On 10/9/14 8:42 AM, [email protected] wrote:
> my page saml works too much because it drop all attritubes of my user.
> but not only the mail (value=mail) which is in the allowedattribute
> properties
>
>
> Le 9 octobre 2014 17:35:04 CEST, John Gasper <[email protected]> a
> écrit :
>
> As far as I can tell from the log the user attributes are being
> pulled from the ldap server just fine.
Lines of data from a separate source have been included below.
PR #192, opened 2019-03-05
Add custom calcurse data directory support to calcurse-caldav

vxid:
See issue #187

Added the --datadir flag to calcurse-caldav which allows to specify a custom data directory similarly to the -D flag in calcurse.

I had to change the `calcurse` datatype from string to list to make this work cleanly.

### DIFF
--- a/contrib/caldav/calcurse-caldav.py
+++ b/contrib/caldav/calcurse-caldav.py
@@ -36,6 +36,11 @@ def die(msg):
     sys.exit(msgfmt(msg, "error: "))
 
 
+def check_dir(dir):
+    if not os.path.isdir(dir):
+        die("invalid directory: {0}".format(dir))
+
+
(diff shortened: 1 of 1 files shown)


lfos:
This looks good to me. One thing that bothers me a little  is the inconsistency between the calcurse option (`--directory`) and the calcurse-caldav option (`--datadir`). I must say that I prefer the calcurse-caldav naming, though. Maybe we can rename the calcurse option to `--datadir` as well? And rename `--conf` to `--confdir` at the same time?

Merged to pu.

vxid:
Sounds good to me. Do you want to do this in a separate PR?

lfos:
You're more than welcome to do this in a separate PR. Make sure to update the man page and documentation as well. And we should keep the old options for backwards compatibility (but do not need to mention them in the man page anymore).

Closing this PR for now.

It also looks like they are
> being queued to be put in the saml response:
> 2014-10-09 17:03:29,192 INFO
> [org.jasig.cas.authentication.PolicyBasedAuthenticationManager] -
> Authenticated dcharlot with credentials [dcharlot+password].
> 2014-10-09 17:03:29,192 DEBUG
> [org.jasig.cas.authentication.PolicyBasedAuthenticationManager] -
> Attribute map for dcharlot: {eduPersonAffiliation=[member, staff,
> employee], eduPersonPrimaryAffiliation=staff,
> [email protected],
> uniceService=[application.harpege.utilisateurs,
> application-geisha, BV, geisha, pers-tous, autocom,
> manu-dsi-assistance, application.apogee.utilisateurs, apogee, web,
> pers-affect.CRI, scsi.infrastructure.membres, scsi.personnels,
> hermes, harpege, dsi.infrastructure.a-sites, scsi.membres,
> scsi.infrastructure.personnels, app-conges,
> manu-membres-iufm-conseil.ufr, pers-site.valrose],
> displayName=Daniel Charlot, user=dcharlot}
> ...
> 2014-10-09 17:03:29,333 DEBUG
> [org.jasig.cas.ticket.registry.DefaultTicketRegistry] - Ticket
> [ST-1-bwkJYRzsBrdTc5eaDQ6r-login4.unice.fr] found in registry.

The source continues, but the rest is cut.